What explains the persistence of revolutionary mobilization over five decades? Alpa Shah, a social anthropologist who has carried out long-term ethnographic research in a Maoist guerrilla zone in Jharkhand, has concluded that it is the "relations of intimacy" that have been built between the Maoist organization and the people in its areas of struggle that are crucial to understanding the movement's growth, development, and longevity. Shah holds that "an enormous effort was made to supersede and negate the specificities of caste and class divisions among all the people brought into the revolutionary fold. This involved, in particular, paying great attention to treating lower castes and tribes with respect and dignity as equals". On outreach to ordinary people, she emphasizes "the tone of the voice in which one was spoken to, the way one was greeted, the way one's house was entered, whether one sat on the floor like everyone else or required a chair to be found." She finds that the Maoists are "gentle and kind in everyday interactions.... They did not want special treatment and even insisted on doing things that no villagers would expect of their outside guests—like washing their used plates and cups and helping with household chores". They "treat the villagers as equals, overriding differences of caste. They had built relations of respect and dignity, but equally important, relations of joking and teasing.... [N]ot only was it common practice for high-caste Maoist leaders to eat from the same plate as low castes or for them to make a point of eating beef or rats to undermine quintessential markers of 'untouchability'." Basically such an approach has "enabled the Maoist guerrillas to be accepted by the local people as one of them".

Where, then, is the Indian Maoist movement going? The Indian state wants to sever these "relations of intimacy" of the Maoists with the wretched of the Indian earth, and is aggressively working to wipe out the movement by all available means, fair or foul, even violating with impunity Common Article 3 of the Geneva Conventions and Protocol II, relating to non-international armed conflict. The Maoist movement is, in turn, bent upon overthrowing the Indian state, through a combination of protracted armed struggle, mass mobilization, and strategic alliances with the oppressed nationalities. Neither of these possibilities however, stands a chance of success at this juncture.

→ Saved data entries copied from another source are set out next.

PR #202, opened 2023-02-08
Add int64 and uint64 to core dtypes

jstriebel:
I just noticed that #155 dropped int64 and uint64 dtypes, which are re-added here.


jbms (approved):
Thanks

PR #204, opened 2023-02-13
Restructure docs, clarify extension points and configs, use short ids

### LINKED ISSUE #176: v3 core spec: purl urls as identifiers

### LINKED ISSUE #191: Why do storage transformers need "type" separate from "configuration"
This is what V3 currently says about how to specify storage transformers

https://github.com/zarr-developers/zarr-specs/blob/b509f142e129ef2b13979044c9406755af2ff54e/docs/core/v3.0.rst?plain=1#L1165-L1174

Why can't we just put `type` _inside_ `configuration`? That just seems simpler. Plus, it may not make sense to define `type` for some storage transformers. That means `type` is a transformer-specific configuration parameter anyway.

cc @jstriebel

jstriebel:
This PR

* restructures the headers to integrate other zarr pages,
* adds links to v2 and v1 specs,
* clarifies extension points, fixes #191:
  * future features will be added as new top-level keys
  * extension points have coherent configs
  * updated the stability policy accordingly
* changes all identifiers to be simple short forms, fixes #176,
* adds minor cleanups, e.g. removing resolved questions.

Preview of the built docs:
https://zarr-specs--204.org.readthedocs.build/en/204/v3/core/v3.0.html


jbms:
Note: complex numbers are now part of the main spec so we can remove that extension.

docs/v3/core/v3.0.rst
```diff
@@ -1112,40 +1065,26 @@ A Zarr group metadata object must contain the following mandatory key:
...
-
-    If an implementation of this specification encounters an extension
-    that it does not recognize, but the value of ``must_understand``
-    is ``false``, then the extension may be ignored and processing may
-    continue. If the extension is not recognized and the value of
-    ``must_understand`` is ``true`` then processing must terminate and
-    an appropriate error raised.
-
-``descenents_may_have_group_extensions``
+``descenents_must_be_read``
```
jbms, line 1078: Note: My original name had a typo, "descenents" instead of "descendents".

However, I would actually propose that in the interest of getting v3 out sooner, we leave out this property for now so that we can consider it more carefully after getting out v3 but before adding any group extensions.  If we add this property later, and an implementation is unaware of it, it will fail if it encounters it, which is correct behavior, since if it doesn't know about this property then it also won't know about the group extensions.   There are some edge cases where technically the implementation might be able to read parts of the group successfully even without knowing about this property, but I don't think we have to worry about that.

docs/v3/core/v3.0.rst
```diff
@@ -1160,13 +1099,18 @@ Optional keys:
 For example, the JSON document below defines an explicit group::
 
     {
-        "zarr_format": "https://purl.org/zarr/spec/v3#group",
+        "zarr_format": 3,
```
jbms, line 1102: I think we need something to explicitly distinguish between arrays and groups, rather than having to do it based on the presence of data_type or other array properties.  Note that I had changed `zarr_format` to be different for arrays and groups ( "https://purl.org/zarr/spec/v3#array" vs "https://purl.org/zarr/spec/v3#group").

docs/v3/core/v3.0.rst
jstriebel: > However, I would actually propose that in the interest of getting v3 out sooner, we leave out this property for now so that we can consider it more carefully after getting out v3 but before adding any group extensions. If we add this property later, and an implementation is unaware of it, it will fail if it encounters it, which is correct behavior, since if it doesn't know about this property then it also won't know about the group extensions. There are some edge cases where technically the implementation might be able to read parts of the group successfully even without knowing about this property, but I don't think we have to worry about that.

Good idea! I added a separate issue for it: #207

docs/v3/core/v3.0.rst
jstriebel: I'd rather put that into a different key than the version, if there are no objections. How about `node_type`, which is either `group` or `array`?

jstriebel:
@jbms Thanks for the review! I applied your feedback, and also updated the sharding and codecs spec to the newest format. This is also necessary for the data-types, but I think those need to be partially re-written anyways, not only with the new configuration syntax. It would be great to have somebody authoring a ZEP for those. (cc @MSanKeys963, might be something to ask around for in the next community meeting?)

Also cc @joshmoore and @MSanKeys963, what do you think of the updated menu header? I could imagine to use the same headers with external links on multiple pages, to get the impression of a single coherent page. This doesn't need to be tackled in the specs first, but I thought this could be a good opportunity to play around with this idea, that's why I added it here.

docs/v3/core/v3.0.rst
```diff
@@ -844,18 +822,21 @@ encoded for storage.
...
+Each Zarr array in a hierarchy must have an array metadata document, named
+``zarr.json``. This document must contain a single object with the following
+mandatory names:
 
 ``zarr_format``
 ^^^^^^^^^^^^^^^
 
-    Must be the string "https://purl.org/zarr/spec/v3#array".
+    An integer defining the version of the storage specification to which the
+    array store adheres, muste be ``3`` here.
```
jbms, line 833: type on "muste"

docs/v3/core/v3.0.rst
```diff
@@ -844,18 +822,21 @@ encoded for storage.
...
 
-    Note that this value is given as a URI rather than as a simple
-    version number string to help with discovery of this
-    specification.
+``node_type``
+^^^^^^^^^^^^^^^
+
+    A string defining the type of hierarchy node element, muste be ``array``
```
jbms, line 838: typo on "muste"

docs/v3/core/v3.0.rst
```diff
@@ -1112,43 +1074,21 @@ A Zarr group metadata object must contain the following mandatory key:
...
 ^^^^^^^^^^^^^^^
 
-    Must be the string "https://purl.org/zarr/spec/v3#group".
+    An integer defining the version of the storage specification to which the
+    array store adheres, muste be ``3`` here.
+
+``node_type``
+^^^^^^^^^^^^^^^
+
+    A string defining the type of hierarchy node element, muste be ``group``
```
jbms, line 1083: typo on "muste"

jbms (dismissed):
Aside from the typos, looks good to me.  We may want to iterate more, but easier if this is submitted first, I think.

PR #210, opened 2023-02-20
updated terminology images

jstriebel:


jstriebel:
Thanks for the review @rabernat!

> * 2x smaller

 Fixed now :+1:

> * not on a white background

The old ones where on a transparent background, the new ones have a white one which is better for dark themes.

I also incorporated the changes from PR #214 to the example metadata in the hierarchy image.

rabernat (approved):

Issue #132, opened 2022-02-08
v3: Define standard "URL" syntax for referencing a specific array, group, attribute within a zarr repository


jbms:
It is convenient to be able to reference an array (or group or attribute) with a single string.

Existing zarr v2 implementations have invented various URL syntaxes.  E.g. in Neuroglancer:

`zarr://https://whatever/path/to/array`

(Arguably a better syntax would have been: `zarr+https://whatever/path/to/array`)

With zarr v3 it is necessary to separately specify the root and the path within the repository.  To allow for better interoperability, it would be helpful for zarr v3 to specify a URL syntax to avoid divergence between implementations.  Of course the zarr specification itself does not concern itself with the underlying storage mechanism such as https, but it would still be helpful to standardize a URL syntax.

rabernat:
Good idea! Pinging @martindurant for fsspec URI interoperability angle.

jbms:
A lot of different tools operate on arrays, and it is convenient to be able to specify the location of an array in a form that facilitates easy communication/interoperability between different people and tools.

For example, it is convenient to have a "specifier" (be it a "URL" or something else) that can be copy-and-pasted directly between email messages, chat messages, command-line arguments, UI text entry boxes in various tools, etc.

Certainly in principle this specifier does not have to have "URL-like" syntax, e.g. could be a JSON representation such as:

```
["https://host/path/to/zarr_repo", "/path/to/array"]
```

or

```
{"driver": "zarr3", "kvstore": "https://host/path/to/zarr_repo", "array": "/path/to/array"}
```

But I would say there are a lot of advantages to using URL-like syntax:

- Some existing software like Neuroglancer already uses URL syntax to identify data sources, and if there is no standardized URL syntax for zarr, one will be invented anyway.
- Users are already accustomed to URLs and will likely be more readily able to copy and paste them without accidentally munging them.
- A single string without quotes, spaces or other problematic characters is much easier to specify as a command-line argument.

In general the same reasons why URL syntax is convenient for web browsers and fsspec itself also apply to specifying a zarr array.

As for the "zarr://" part (i.e. specifying that the format is zarr), obviously that isn't necessary for software that only supports zarr, and perhaps they would exclude the "zarr+" or "zarr://" prefix.  But a lot of tools (e.g. Neuroglancer) support multiple formats, and therefore need a way to specify the format as part of the URL.

[...]

PR #211, opened 2023-02-22
Various storage updates

### LINKED ISSUE #137: recommended file extension for zarr-v3 stores (.zr3?)
Currently the spec does not specify how a v3 store should be named. I am curious whether we should either encourage or enforce use of a specific suffix like `.zr3` (currently used for the folder names for v3 cases in the `zarr_implementations` tests) or `.zarr3`.

If this was enforced, we could infer from a file path which version of the Zarr protocol the store was created with without having to provide a `zarr_version=3` kwarg (or implementing some kind of inspection of the file hierarchy to try and autodetect the version). 

Currently in the draft implementation of  https://github.com/zarr-developers/zarr-python/pull/898, no such autoinspection is attempted. If a function takes a store argument and a `StoreV3` subclass is passed in, it is safe to assume version 3. Otherwise version 2 is assumed for backwards compatibility unless a `zarr_version=3` kwarg is passed in.

### LINKED ISSUE #206: Update or remove "Storage – Operations" section
The [Storage – Operations](https://zarr-specs.readthedocs.io/en/latest/core/v3.0.html#operations) section is currently not up to date. We should either update it or remove it.

jstriebel:
* Updates the `Storage – Operations` section to reflect the current state of the spec (fixes #206)
* Adds a recommendation for a `.zarr` suffix (fixes #137)
* Adds a canonical URI format to stores (part of #132)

In taking on one of the most powerful capitalist states and ruling classes in the global South, the Maoist movement has become increasingly militarized, and the Indian state has in turn been striving to limit the movement's other strategic options, pushing it toward armed confrontation. Consequently, the movement is finding the going more difficult. The absence of "base areas" means that the party's mass-line politics has little chance of being popularly perceived as a superior form of representation to the establishment's discredited and corrupt form of liberal democracy. Nevertheless, there have been calls for "simultaneous uprisings in a wide range of geographic and social settings" in opposition to land grabs, creating great turmoil that might result in a revolutionary upheaval and herald a critical leap forward.